PR #6974, opened 2026-08-12
fix(cli): make config writes durable

houko:
## Summary
- add a shared durable atomic-write helper using unique sibling staging files
- preserve existing Unix permissions and create new secret/config files with mode 0600
- atomically replace existing files on Windows with `MoveFileExW`, and sync file/directory metadata where supported
- migrate CLI auth, channel, config, and MCP mutations away from direct truncating writes

## Tests
- `cargo test -p librefang-cli durable_atomic_write --bin librefang`
- `cargo test -p librefang-cli write_chatgpt_secrets --bin librefang`
- `cargo test -p librefang-cli mcp --bin librefang`
- `cargo test -p librefang-cli config --bin librefang`
- `cargo clippy -p librefang-cli --bin librefang --tests -- -D warnings`
- `git diff --check`

### DIFF
--- a/changelog.d/fixed/6974-cli-atomic-config-writes.md
+++ b/changelog.d/fixed/6974-cli-atomic-config-writes.md
@@ -1,0 +1,3 @@
+CLI commands that rewrite `config.toml`, channel configs, MCP server entries, and ChatGPT OAuth secrets used a plain truncating `fs::write`, so a crash or kill mid-write could leave a corrupt or empty file behind.
+These call sites now go through a shared `durable_atomic_write` helper that stages content in a unique sibling file, fsyncs it, and atomically replaces the target via `rename` on Unix or `MoveFileExW` on Windows, fsyncing the parent directory afterward on Unix so the replacement survives a crash.
+New secret files are created at 0600 and an existing file's permissions are now preserved exactly, including bits a restrictive process umask would otherwise silently strip from the creation mode (#6974) (@houko)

■ Work required ■
Without skipping anything, transcribe every line above exactly.

■ Output for this task ■
PR #6974, opened 2026-08-12
fix(cli): make config writes durable

houko:
## Summary
- add a shared durable atomic-write helper using unique sibling staging files
- preserve existing Unix permissions and create new secret/config files with mode 0600
- atomically replace existing files on Windows with `MoveFileExW`, and sync file/directory metadata where supported
- migrate CLI auth, channel, config, and MCP mutations away from direct truncating writes

## Tests
- `cargo test -p librefang-cli durable_atomic_write --bin librefang`
- `cargo test -p librefang-cli write_chatgpt_secrets --bin librefang`
- `cargo test -p librefang-cli mcp --bin librefang`
- `cargo test -p librefang-cli config --bin librefang`
- `cargo clippy -p librefang-cli --bin librefang --tests -- -D warnings`
- `git diff --check`

### DIFF
--- a/changelog.d/fixed/6974-cli-atomic-config-writes.md
+++ b/changelog.d/fixed/6974-cli-atomic-config-writes.md
@@ -1,0 +1,3 @@
+CLI commands that rewrite `config.toml`, channel configs, MCP server entries, and ChatGPT OAuth secrets used a plain truncating `fs::write`, so a crash or kill mid-write could leave a corrupt or empty file behind.
+These call sites now go through a shared `durable_atomic_write` helper that stages content in a unique sibling file, fsyncs it, and atomically replaces the target via `rename` on Unix or `MoveFileExW` on Windows, fsyncing the parent directory afterward on Unix so the replacement survives a crash.
+New secret files are created at 0600 and an existing file's permissions are now preserved exactly, including bits a restrictive process umask would otherwise silently strip from the creation mode (#6974) (@houko)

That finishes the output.